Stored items
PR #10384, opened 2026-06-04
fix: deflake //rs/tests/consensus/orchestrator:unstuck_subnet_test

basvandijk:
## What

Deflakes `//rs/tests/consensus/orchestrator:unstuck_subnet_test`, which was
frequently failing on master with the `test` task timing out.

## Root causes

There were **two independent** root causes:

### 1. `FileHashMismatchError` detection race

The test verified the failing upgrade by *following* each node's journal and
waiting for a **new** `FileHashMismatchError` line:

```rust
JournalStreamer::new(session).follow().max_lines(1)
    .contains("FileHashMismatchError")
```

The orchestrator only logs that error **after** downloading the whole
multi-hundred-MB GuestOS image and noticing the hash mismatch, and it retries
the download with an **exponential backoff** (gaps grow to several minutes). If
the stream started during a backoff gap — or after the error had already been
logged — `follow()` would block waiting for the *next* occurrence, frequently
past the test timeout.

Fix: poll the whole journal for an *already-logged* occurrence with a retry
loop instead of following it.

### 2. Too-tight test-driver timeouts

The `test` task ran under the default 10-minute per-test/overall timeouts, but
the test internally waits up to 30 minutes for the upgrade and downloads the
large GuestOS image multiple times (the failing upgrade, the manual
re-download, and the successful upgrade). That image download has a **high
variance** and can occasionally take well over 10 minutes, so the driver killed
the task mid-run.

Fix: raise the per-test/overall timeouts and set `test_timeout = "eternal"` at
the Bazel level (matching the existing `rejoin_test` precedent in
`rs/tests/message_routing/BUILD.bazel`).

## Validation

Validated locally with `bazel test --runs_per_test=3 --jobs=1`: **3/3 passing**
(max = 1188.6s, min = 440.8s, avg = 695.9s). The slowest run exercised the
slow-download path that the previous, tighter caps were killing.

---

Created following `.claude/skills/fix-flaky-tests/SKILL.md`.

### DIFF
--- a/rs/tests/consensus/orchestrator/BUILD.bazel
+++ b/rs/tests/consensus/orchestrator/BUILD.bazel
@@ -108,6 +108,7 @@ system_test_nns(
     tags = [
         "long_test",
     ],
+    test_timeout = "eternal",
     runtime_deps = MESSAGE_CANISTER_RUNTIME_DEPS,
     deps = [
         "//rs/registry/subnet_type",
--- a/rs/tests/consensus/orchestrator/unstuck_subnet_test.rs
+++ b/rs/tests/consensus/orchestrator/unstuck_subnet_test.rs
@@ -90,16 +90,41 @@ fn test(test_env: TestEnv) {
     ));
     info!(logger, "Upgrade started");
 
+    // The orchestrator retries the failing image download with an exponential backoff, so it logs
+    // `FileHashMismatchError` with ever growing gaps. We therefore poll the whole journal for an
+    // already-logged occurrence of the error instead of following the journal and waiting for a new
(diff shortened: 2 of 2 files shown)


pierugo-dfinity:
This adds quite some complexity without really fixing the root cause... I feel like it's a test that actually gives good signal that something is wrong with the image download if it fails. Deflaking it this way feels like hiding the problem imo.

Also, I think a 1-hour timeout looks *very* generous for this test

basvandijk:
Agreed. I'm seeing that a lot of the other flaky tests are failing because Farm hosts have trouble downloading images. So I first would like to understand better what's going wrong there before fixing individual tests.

=== YOUR GOAL ===
Reproduce the data. Match each line exactly.

=== EXPECTED ANSWER ===
PR #10384, opened 2026-06-04
fix: deflake //rs/tests/consensus/orchestrator:unstuck_subnet_test

basvandijk:
## What

Deflakes `//rs/tests/consensus/orchestrator:unstuck_subnet_test`, which was
frequently failing on master with the `test` task timing out.

## Root causes

There were **two independent** root causes:

### 1. `FileHashMismatchError` detection race

The test verified the failing upgrade by *following* each node's journal and
waiting for a **new** `FileHashMismatchError` line:

```rust
JournalStreamer::new(session).follow().max_lines(1)
    .contains("FileHashMismatchError")
```

The orchestrator only logs that error **after** downloading the whole
multi-hundred-MB GuestOS image and noticing the hash mismatch, and it retries
the download with an **exponential backoff** (gaps grow to several minutes). If
the stream started during a backoff gap — or after the error had already been
logged — `follow()` would block waiting for the *next* occurrence, frequently
past the test timeout.

Fix: poll the whole journal for an *already-logged* occurrence with a retry
loop instead of following it.

### 2. Too-tight test-driver timeouts

The `test` task ran under the default 10-minute per-test/overall timeouts, but
the test internally waits up to 30 minutes for the upgrade and downloads the
large GuestOS image multiple times (the failing upgrade, the manual
re-download, and the successful upgrade). That image download has a **high
variance** and can occasionally take well over 10 minutes, so the driver killed
the task mid-run.

Fix: raise the per-test/overall timeouts and set `test_timeout = "eternal"` at
the Bazel level (matching the existing `rejoin_test` precedent in
`rs/tests/message_routing/BUILD.bazel`).

## Validation

Validated locally with `bazel test --runs_per_test=3 --jobs=1`: **3/3 passing**
(max = 1188.6s, min = 440.8s, avg = 695.9s). The slowest run exercised the
slow-download path that the previous, tighter caps were killing.

---

Created following `.claude/skills/fix-flaky-tests/SKILL.md`.

### DIFF
--- a/rs/tests/consensus/orchestrator/BUILD.bazel
+++ b/rs/tests/consensus/orchestrator/BUILD.bazel
@@ -108,6 +108,7 @@ system_test_nns(
     tags = [
         "long_test",
     ],
+    test_timeout = "eternal",
     runtime_deps = MESSAGE_CANISTER_RUNTIME_DEPS,
     deps = [
         "//rs/registry/subnet_type",
--- a/rs/tests/consensus/orchestrator/unstuck_subnet_test.rs
+++ b/rs/tests/consensus/orchestrator/unstuck_subnet_test.rs
@@ -90,16 +90,41 @@ fn test(test_env: TestEnv) {
     ));
     info!(logger, "Upgrade started");
 
+    // The orchestrator retries the failing image download with an exponential backoff, so it logs
+    // `FileHashMismatchError` with ever growing gaps. We therefore poll the whole journal for an
+    // already-logged occurrence of the error instead of following the journal and waiting for a new
(diff shortened: 2 of 2 files shown)


pierugo-dfinity:
This adds quite some complexity without really fixing the root cause... I feel like it's a test that actually gives good signal that something is wrong with the image download if it fails. Deflaking it this way feels like hiding the problem imo.

Also, I think a 1-hour timeout looks *very* generous for this test

basvandijk:
Agreed. I'm seeing that a lot of the other flaky tests are failing because Farm hosts have trouble downloading images. So I first would like to understand better what's going wrong there before fixing individual tests.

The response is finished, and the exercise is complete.